Fatigue of suspender anchorages under axial and bending loads of suspension bridges

Abstract

Fatigue-induced damage is the primary failure mode observed in cables used in cable-supported bridges, such as suspenders in suspension bridges, stay cables in cable-stayed bridges, and hangers in arch bridges. Typically, cable failures occur at their anchorages in a combination of axial and bending fatigue. A computational framework to estimate axial and bending fatigue load spectrums caused by girder buffeting and train load is presented for suspenders of suspension bridges. The threaded rods of upper suspender anchorages were then accordingly evaluated.
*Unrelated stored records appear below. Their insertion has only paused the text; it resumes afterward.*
Issue #6253, opened 2025-08-02
Input/output/inout does not appear in port list: 'clk_i'


solomatnikov:
Thanks for taking the time to report this.

```
verilator --top-module tb_floo_nw_chimney --binary test.sv 
%Error: test.sv:4:15: Input/output/inout does not appear in port list: 'clk_i'
    4 |   input logic clk_i
      |               ^~~~~
```

VCS compiles w/o error.

Can you attach an example that shows the issue?  (Must be openly licensed, completely self-contained and self-checking so can directly run what you provide. Ideally use test_regress format, see https://veripool.org/guide/latest/contributing.html?highlight=test_regress#reporting-bugs

```
interface STREAM_DV #(
)(
  input logic clk_i
);
endinterface
package stream_test;
  class stream_driver #(
  );
    virtual STREAM_DV stream;
  endclass
endpackage
module tb_floo_nw_chimney;
endmodule
```

What 'verilator' command line do we use to run your example?

```
verilator --top-module tb_floo_nw_chimney --binary test.sv
```

What 'verilator --version' are you using?  Did you try it with the git master version?

```
Verilator 5.039 devel rev v5.038-114-g7bb790f7e
```

What OS and distribution are you using?

```
Linux 5.14.0-570.19.1.el9_6.x86_64
```
May we assist you in trying to fix this in Verilator yourself?

(Please avoid attaching screenshots that show text - you can convert images to text using e.g. https://ocr.space)

wsnyder:
@sgizler this is a side effect of #6245.  The problem is that pull calls `dead(false)`.  Sorry I didn't notice in the review but we can't do that - once a module is dead it needs to remain dead because earlier steps (in this case port resolution) have already been skipped.

Not sure how you think best to resolve that.

wsnyder:
@sgizler do you think you'll be able to look at this?

sgizler:
@wsnyder I will take a look.

PR #6272, opened 2025-08-07
Add support for generic interfaces

igorosky:
Introduction of support for generic interfaces.
Support for generic interfaces is being achieved by implicitly creating parameters for interfaces. So, in pseudo-code:
```
module interface(interface A);
```
is turned into:
```
module interface#(INTERFACE T)(T A);
```
Thanks to this, solution didn't have to be too complex instead it is utilizing existing ``V3Param``


solomatnikov:
Suggestion: add a test case(s) of interface with `input`/`output`/`inout` pin(s) like #6253

src/V3Ast.h
```diff
@@ -289,7 +289,7 @@ class VBaseOverride final {
 
 class VFwdType final {
 public:
-    enum en : uint8_t { NONE, ENUM, STRUCT, UNION, CLASS, INTERFACE_CLASS };
+    enum en : uint8_t { NONE, ENUM, STRUCT, UNION, CLASS, INTERFACE_CLASS, GENERIC_INTERFACE };
```
wsnyder, line 291: Need to update ascii below.

src/verilog.y
```diff
@@ -1378,6 +1379,10 @@ module_declaration:             // ==IEEE: module_declaration
         /*cont*/    module_itemListE yENDMODULE endLabelE
                         { $1->modTrace(GRAMMARP->allTracingOn($1->fileline()));  // Stash for implicit wires, etc
                           $1->hasParameterList($<flag>2);
+                          if (GRAMMARP->m_genericIfaceModule) {
+                            VN_AS($1, Module)->hasGenericIface(true);
+                            GRAMMARP->m_genericIfaceModule = false;
+                          }
```
wsnyder: Does this really have to be in the parser, can it be done a bit later in V3LinkParse instead?  (Very hard to check flags like this are coded properly in verilog.y)

src/verilog.y
```diff
@@ -1558,9 +1563,34 @@ port<nodep>:                    // ==IEEE: port
                           VARDTYPE(dtp); VARIOANSI();
                           addNextNull($$, VARDONEP($$, $6, $7)); }
         |       portDirNetE yINTERFACE                           portSig rangeListE sigAttrListE
-                        { $$ = nullptr; BBUNSUP($<fl>2, "Unsupported: generic interfaces"); }
+                        { $$ = $3;
+                          GRAMMARP->m_genericIfaceModule = true;
+                          VARDECL(GPARAM); VARIO(NONE);
+                          VARDTYPE(new AstParseTypeDType($<fl>2, VFwdType::GENERIC_INTERFACE));
+                          std::string uniqueName = "__VGIfaceParam" + $$->name();
```
```suggestion
                          const std::string uniqueName = "__VGIfaceParam" + $$->name();
```

src/verilog.y
```diff
@@ -1558,9 +1563,34 @@ port<nodep>:                    // ==IEEE: port
...
+                          addNextNull($$, VARDONEA($$->fileline(), uniqueName, $4, $5));
+                          VARDECL(IFACEREF);
+                          GRAMMARP->m_pinNum = PINNUMINC();
+                          AstIfaceGenericDType* const refdtypep = new AstIfaceGenericDType($<fl>2);
```
```suggestion
                          AstIfaceGenericDType* const refdtypep = new AstIfaceGenericDType{$<fl>2};
```

src/verilog.y
```diff
@@ -1558,9 +1563,34 @@ port<nodep>:                    // ==IEEE: port
...
+                          VARDECL(GPARAM); VARIO(NONE);
+                          VARDTYPE(new AstParseTypeDType($<fl>2, VFwdType::GENERIC_INTERFACE));
+                          std::string uniqueName = "__VGIfaceParam" + $$->name();
+                          addNextNull($$, VARDONEA($$->fileline(), uniqueName, $6, $7));
+                          VARDECL(IFACEREF);
+                          GRAMMARP->m_pinNum = PINNUMINC();
+                          AstIfaceGenericDType* const refdtypep = new AstIfaceGenericDType($<fl>2, $<fl>4, *$4);
+                          VARDTYPE(refdtypep); VARIOANSI();
+                          addNextNull($$, VARDONEP($$, $6, $7));
+                          VARDECL(VAR);
```
wsnyder: Consider if should move most of this to a createGenericIface method at top of this file, and call here, to avoid duplicating code above.  (One argument would be modport of either nullptr or the modport)

src/Verilator.cpp
```diff
@@ -260,6 +260,7 @@ static void process() {
             // Remove cell arrays (must be between V3Width and scoping)
             V3Inst::dearrayAll(v3Global.rootp());
             V3LinkDot::linkDotArrayed(v3Global.rootp());
+            V3Error::abortIfErrors();
```
wsnyder: Why is this needed?  Means the user will see fewer errors they can fix in a single run.

src/V3Param.cpp
```diff
@@ -880,6 +881,47 @@ class ParamProcessor final {
...
     }
 
+    // Set interfaces types inside generic modules
+    // to the corresponding values of implicit parameters
+    static void genericInterfaceVarSetup(const AstPin* const paramsp, const AstPin* const pinsp) {
+        std::unordered_map<string, const AstPin*> paramspMap;
+        for (const AstPin* pinp = paramsp; pinp; pinp = VN_AS(pinp->nextp(), Pin)) {
+            if (pinp->name().find("__VGIfaceParam") == 0) {
+                // 14 is a length of "__VGIfaceParam"
+                paramspMap.insert({pinp->name().substr(14), pinp});
```
```suggestion
                paramspMap.insert({pinp->name().substr(std::strlen("__VGIfaceParam"), pinp});
```

src/V3Param.cpp
```diff
@@ -880,6 +881,47 @@ class ParamProcessor final {
...
+                        if (iter == paramspMap.end()) continue;
+                        ifaceGDTypep->unlinkFrBack();
+                        const AstPin* const paramp = iter->second;
+                        paramspMap.erase(iter);
+                        const AstIfaceRefDType* const ifacerefp
+                            = VN_AS(paramp->exprp(), IfaceRefDType);
+                        AstIfaceRefDType* const newIfacerefp = new AstIfaceRefDType(
+                            ifaceGDTypep->fileline(), ifaceGDTypep->modportFileline(),
+                            ifaceGDTypep->name(), ifacerefp->ifaceName(),
+                            ifaceGDTypep->modportName());
```
wsnyder: Please check all added constructors use {}
```suggestion
                        AstIfaceRefDType* const newIfacerefp = new AstIfaceRefDType{
                            ifaceGDTypep->fileline(), ifaceGDTypep->modportFileline(),
                            ifaceGDTypep->name(), ifacerefp->ifaceName(),
                            ifaceGDTypep->modportName()};
```

src/V3Param.cpp
```diff
@@ -880,6 +881,47 @@ class ParamProcessor final {
...
+                        newIfacerefp->ifacep(ifacerefp->ifacep());
+                        varp->childDTypep(newIfacerefp);
+                        ifaceGDTypep->deleteTree();
```
```suggestion
                        VL_DO_DANGLING(pushDeleteps(ifaceGDTypep), ifaceGDTypep);
```

src/V3LinkDot.cpp
```diff
@@ -2777,6 +2784,82 @@ class LinkDotResolveVisitor final : public VNVisitor {
         }
         return nullptr;
     }
+    static const AstVar* getNextVarp(const AstNode* stmtsp) {
+        const AstVar* varp = VN_CAST(stmtsp, Var);
+        while (!varp && stmtsp) {
+            stmtsp = stmtsp->nextp();
+            varp = VN_CAST(stmtsp, Var);
+        }
+        return varp;
```
```suggestion
        while (stmtsp) {
            if (const AstVar* const varp = VN_CAST(stmtsp, Var)) return varp;
            stmtsp = stmtsp->nextp();
        }
        return nullptr;
```

wsnyder (commented):
I think using parameter-like is exactly the right method.

src/Verilator.cpp
igorosky: I believe I added it to protect from some verilator runtime crash - but apparently it is no longer needed.

src/V3LinkParse.cpp
```diff
@@ -64,6 +64,7 @@ class LinkParseVisitor final : public VNVisitor {
     bool m_insideLoop = false;  // True if the node is inside a loop
     bool m_lifetimeAllowed = false;  // True to allow lifetime settings
     VDouble0 m_statModules;  // Number of modules seen
+    bool m_moduleWithGenericIface;  // If current module contains generic interface
```
wsnyder:
```suggestion
    bool m_moduleWithGenericIface = false;  // If current module contains generic interface
```
Realize you set it when needed, but good practice and cppcheck will complain.

src/V3AstNodeOther.h
```diff
@@ -2542,28 +2542,35 @@ class AstModule final : public AstNodeModule {
     // A module declaration
     const bool m_isChecker;  // Module represents a checker
     const bool m_isProgram;  // Module represents a program
+    bool m_hasGenericIface;  // Module contains a generic interface
```
```suggestion
    bool m_hasGenericIface = false;  // Module contains a generic interface
```

And can remove from the 3 constructors.

Also please update AstModule::dump and dumpJson to print this if set.

src/V3AstNodeDType.h
```diff
@@ -845,6 +845,39 @@ class AstEnumDType final : public AstNodeDType {
     const TableMap& tableMap() const { return m_tableMap; }
 };
 
+class AstIfaceGenericDType final : public AstNodeDType {
+    // Generic interface that will be replaced with AstIfaceRefDType
+    FileLine* m_modportFileline;  // Where modport token was
+    string m_modportName;  // "" = no modport
```
wsnyder, line 851: Either have 'name() overload' return modportName, or need a dump() and dumpJson() method to print this.

src/V3Param.cpp
```diff
@@ -888,6 +889,46 @@ class ParamProcessor final {
         }
     }
 
+    // Set interfaces types inside generic modules
+    // to the corresponding values of implicit parameters
+    void genericInterfaceVarSetup(const AstPin* const paramsp, const AstPin* const pinsp) {
+        std::unordered_map<string, const AstPin*> paramspMap;
+        for (const AstPin* pinp = paramsp; pinp; pinp = VN_AS(pinp->nextp(), Pin)) {
+            if (pinp->name().find("__VGIfaceParam") == 0) {
```
```suggestion
            if (V3String::startsWith(pinp->name(), "__VGIfaceParam")) {
```

As the old code would match middle-string.  Or, if it should allow mid-string then the next line needs fixing.

src/V3Param.cpp
```diff
@@ -888,6 +889,46 @@ class ParamProcessor final {
...
+                        newIfacerefp->ifacep(ifacerefp->ifacep());
+                        varp->childDTypep(newIfacerefp);
+                        VL_DO_DANGLING(m_deleter.pushDeletep(ifaceGDTypep), ifaceGDTypep);
+                        if (paramspMap.empty()) return;
+                    }
+                }
+            }
+        }
+
+        UASSERT(paramspMap.empty(), "Not every generic interface implicit param is used");
```
wsnyder, line 929: Is there a test that shows this is flagged as a error elsewhere earlier, and so this is properly a UASSERT versus needing to be a v3error and test for it?

src/V3LinkDot.cpp
```diff
@@ -3787,8 +3889,44 @@ class LinkDotResolveVisitor final : public VNVisitor {
...
+                if (modport) {
+                    // This is a copy of findSymPrefixed with few modifications.
+                    // This searches without a fallback like findSymPrefixed but if lookup fails it
+                    // will check one fallback (fallback of modport shall be interface) and take
+                    // only L and G PARAMs since they should be visible from a modport always.
+                    string prefix = dotSymp->symPrefix();
+                    while (!foundp) {
+                        foundp = dotSymp->findIdFlat(prefix + nodep->name());
+                        if (foundp) break;
+                        UASSERT(dotSymp->fallbackp(), "Modports shall have fallback");
```
```suggestion
                        UASSERT_OBJ(dotSymp->fallbackp(), nodep, "Modports shall have fallback");
```

src/V3Param.cpp
igorosky: There are tests like `t_interface_generic_bad.v` and `t_interface_generic_bad3.v` which have too little and too many generic interface arguments (which are used as those `implicit params`). So, I believe that this case is covered and should not be reached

The results show that under girder buffeting of 15 m/s mean wind speed, short suspenders at the mid-span experience a maximum axial stress range of up to 35.00 MPa and a maximum rotation angle range of approximately 0.90°. Under train loads, the suspenders exhibit a maximum axial stress range of 26.88 MPa and a maximum rotation angle range of 1.42°. Threaded rods used in all suspenders generally do not experience damage under the axial fatigue load spectrum, but short suspenders in mid-span may experience significant cumulative damages under the bending fatigue load spectrum due to girder buffeting and train load. Girder buffeting tends to cause about 3 to 5 times more damage than train load. The predicted life for a failed suspender is generally consistent with actual observations (2.6 versus 2.0 years). Therefore, it is strongly recommended that the bending fatigue of short suspender anchorages due to girder buffeting should be carefully investigated in fatigue design, in addition to the bending fatigue of train load excitation.